This article analyzes the difference between character streams and byte streams in Java for your reference. The specific content is as follows
1. What is flow
The stream in Java is an abstraction of byte sequences. We can imagine there is a water pipe, but now it is no longer water flowing in the water pipe, but a byte sequence. Like water flows, streams in Java also have a "direction of flow". An object from which a sequence of bytes can be read is called an input stream; an object to which a sequence of bytes is written is called an output stream.
2. Byte Stream
The most basic unit of byte stream processing in Java is a single byte, which is usually used to process binary data. The two most basic byte stream classes in Java are InputStream and OutputStream, which represent the group of basic input byte streams and output byte streams, respectively. Both the InputStream class and the OutputStream class are abstract classes. In actual use, we usually use a series of subclasses of them provided in the Java class library. Let’s take the InputStream class as an example to introduce the byte stream in Java.

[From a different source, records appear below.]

PR #1007, opened 2019-02-20
Universal algebra: preliminary definitions.

andreaslyn:
This is the first of a series of commits implementing parts of universal algebra in HoTT. The complete code can be found at https://github.com/andreaslyn/hott-classes. It is based on math classes, https://github.com/coq-community/math-classes.

This commits contains the preliminary definitions. Following commits will contain definitions and results about: algebra, homomorphism, isomorphism, subalgebra, product algebra, the three isomorphism theorems.

### DIFF
--- a/theories/Classes/interfaces/canonical_names.v
+++ b/theories/Classes/interfaces/canonical_names.v
@@ -1,5 +1,7 @@
 Require Export HoTT.Basics.Overture HoTT.Types.Bool HoTT.Basics.Decidable HoTT.Basics.Trunc HoTT.HIT.Truncations.
 
+Require Import HoTT.Types.Sigma HoTT.Types.Forall HoTT.Types.Record.
+
 Declare Scope mc_scope.
 Delimit Scope mc_scope with mc.
 Global Open Scope mc_scope.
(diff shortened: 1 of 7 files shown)


Alizter:
This is just standard list stuff?

andreaslyn:
> This is just standard list stuff?

Yes, and the changes to canonical_names.v.

Alizter:
If we can get some more group theory and some vector spaces/modules that would be very useful. These are the main things I feel mathclasses is lacking at the moment.

For example the lean library has the Spectral library which has a lot of standard algebra. We could use a lot of that especially when Eilenberg MacLane spaces are finished, allowing us to define cohomology etc.

Also I’d imagine formalising abelian categories wouldn’t be too difficult, just a matter of writing out definitions.

theories/Classes/interfaces/canonical_names.v
```diff
@@ -263,6 +263,33 @@ Class Equivalence `(R : relation A) : Type :=
...
+  (R : relation A) {n} `{!forall (x y : A), IsTrunc n (R x y)}
+  :  IsTrunc n (SigEquivalence R).
+Proof.
+  apply @trunc_sigma.
+  - apply trunc_forall.
+  - intros. apply @trunc_sigma; intros; apply trunc_forall.
+Defined.
+
+Lemma issig_equivalence {A:Type} (R : relation A)
+  : Equivalence R <~> SigEquivalence R.
```
mikeshulman: I'm just curious, why did you define it in this order rather than the other way, given that you have to apply `symmetric_equiv` in proving it *and* take its inverse `^-1` when using it in the next instance?

theories/Classes/interfaces/canonical_names.v
```diff
@@ -263,6 +263,33 @@ Class Equivalence `(R : relation A) : Type :=
     Equivalence_Symmetric :> Symmetric R ;
     Equivalence_Transitive :> Transitive R }.
 
+Definition SigEquivalence {A:Type} (R : relation A) : Type :=
+  {_ : Reflexive R | { _ : Symmetric R | Transitive R}}.
+
+Global Instance trunc_sig_equivalence `{Funext} {A : Type}
+  (R : relation A) {n} `{!forall (x y : A), IsTrunc n (R x y)}
```
mikeshulman: Not really about this PR, but: hott-classes doesn't already require an "equivalence relation" to be prop-valued?  Is that what we want?

I also wonder about using the word `Equivalence` for equivalence relations, it seems too easily confused with `Equiv`.  Maybe we could change it to `EqRel` or something?

SkySkimmer: >Not really about this PR, but: hott-classes doesn't already require an "equivalence relation" to be prop-valued? Is that what we want?

Generally hottclasses doesn't put the truncation hypotheses together with the other structure stuff. 

EqRel sounds like it's about equality.

mikeshulman: `EquivRel` then?

Where are the truncation hypotheses put in general?

theories/Classes/interfaces/canonical_names.v
andreaslyn: It just felt more natural while writing the type. But I agree, the other way around is better.

theories/Classes/interfaces/canonical_names.v
andreaslyn: > Not really about this PR, but: hott-classes doesn't already require an "equivalence relation" to be prop-valued? Is that what we want?
> 
> I also wonder about using the word `Equivalence` for equivalence relations, it seems too easily confused with `Equiv`. Maybe we could change it to `EqRel` or something?

HoTT-classes requires equivalence relation to be prop-valued. I made it more generic because, well, it is more generic.

I have been thinking about changing the name `Equivalence` to something like `EquivRel` for the same reason. The name `Equivalence` was already part of the library, so I felt like I should not change it.

andreaslyn: > `EquivRel` then?
> 
> Where are the truncation hypotheses put in general?

I am not sure whether this is the best place to put it. I felt like it could not be too bad to put it next to `Equivalence` because it closely related.

mikeshulman: > HoTT-classes requires equivalence relation to be prop-valued.

Really?  Where?  I don't see it.

andreaslyn: It is required that a congruence is a mere relation https://github.com/andreaslyn/hott-classes/blob/debfbd8254a1a5274afb1ecda791bfde3f4211da/interfaces/ua_congruence.v#L48.

mikeshulman: Are we using the term "hott-classes" for two different things?  I thought it referred to the port of mathclasses to hott that @SkySkimmer wrote (https://github.com/SkySkimmer/HoTTClasses) and which is now mostly part of this library, but @andreaslyn you seem to be using it to refer to your own new code instead?

andreaslyn: Yes, sorry. My code is also based on math-classes. But it is not a direct port because math-classes uses setoids which we do not need in set-level universal algebra in HoTT.

andreaslyn:
The name `Equivalence` was only used in two places, so I changed it to `EquivRel`. I have also changed the type of `issig`.

mikeshulman:
Thanks!  This looks fine to me.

The InputStream class defines a basic method read for reading bytes from a byte stream. The definition of this method is as follows:
public abstract int read() throws IOException;
This is an abstract method, that is, any input byte stream class derived from InputStream needs to implement this method. The function of this method is to read a byte from the byte stream, and return -1 if it reaches the end, otherwise return the read byte. What we need to note about this method is that it will keep blocking and returning a read byte or -1. In addition, byte streams do not support caching by default, which means that every time the read method is called, the operating system will request the operating system to read one byte, which is often accompanied by disk IO, so it will be relatively inefficient. Some friends may think that the overloaded method of read in the InputStream class with byte array as parameters can read multiple bytes at a time without frequent disk IO. So is this the case? Let's take a look at the source code of this method:
public int read(byte b[]) throws IOException { return read(b, 0, b.length);}It calls another version of the read overload method, so we will continue to follow:
public int read(byte b[], int off, int len) throws IOException { if (b == null) { throw new NullPointerException(); } else if (off < 0 || len < 0 || len > b.length - off) { throw new IndexOutOfBoundsException(); } else if (len == 0) { return 0; } int c = read(); if (c == -1) { return -1; } b[off] = (byte)c; int i = 1; try { for (; i < len ; i++) { c = read(); if (c == -1) { break; } b[off + i] = (byte)c; } } catch (IOException ee) { } return i; }From the above code, we can see that in fact, the read(byte[]) method also uses a loop to call the read() method to read into a byte array "at one time", so essentially this method does not use a memory buffer. To use memory buffers to improve read efficiency, we should use BufferedInputStream.
3. Character stream
The most basic unit of character stream processing in Java is the Unicode symbol (2 bytes in size), which is usually used to process text data. The so-called Unicode symbol is a Unicode code unit with a range of 0x0000~0xFFFF. Each number in the above range corresponds to a character. The String type in Java encodes characters in Unicode rules by default and then stores them in memory. However, unlike stored in memory, data stored on disk usually has various encoding methods. Using different encoding methods, the same characters will have different binary representations. Actually, character streams work like this:
Output character stream: convert the character sequence (actually a Unicode symbol sequence) to the byte sequence under the specified encoding method, and then write it to the file;
Input character stream: Decode the sequence of bytes to be read into the corresponding character sequence (actually the Unicode symbol sequence) in the specified encoding method so that it can be stored in memory.
We use a demo to deepen our understanding of this process. The sample code is as follows:
import java.io.FileWriter;import java.io.IOException;public class FileWriterDemo { public static void main(String[] args) { FileWriter fileWriter = null; try { try { fileWriter = new FileWriter("demo.txt"); fileWriter.write("demo"); } finally { fileWriter.close(); } } catch (IOException e) { e.printStackTrace(); } }}In the above code, we use FileWriter to write the four characters "demo" to demo.txt. We use the hexadecimal editor WinHex to view the content of demo.txt:
As can be seen from the above figure, the "demo" we wrote is encoded as "64 65 6D 6F", but we do not explicitly specify the encoding method in the above code. In fact, when we do not specify, the operating system's default character encoding method is used to encode the characters we want to write.
Since the character stream actually needs to complete the conversion of Unicode symbol sequence to the corresponding encoding method before output, it will use a memory buffer to store the converted byte sequence, and wait for the conversion to be completed before writing to the disk file together.
4. The difference between character stream and byte stream
After the above description, we can know that the main differences between byte streams and character streams are reflected in the following aspects:
The basic unit of byte stream operation is bytes; the basic unit of character stream operation is Unicode symbols.
By default, the byte stream does not use buffers; the character stream uses buffers.
A byte stream is usually used to process binary data. In fact, it can process any type of data, but it does not support writing or reading Unicode symbols directly; a character stream usually processes text data, which supports writing and reading Unicode symbols.
The above are some of my understanding of character streams and byte streams in Java. If there are any unclear or inaccurate descriptions, I hope you can correct them. Thank you.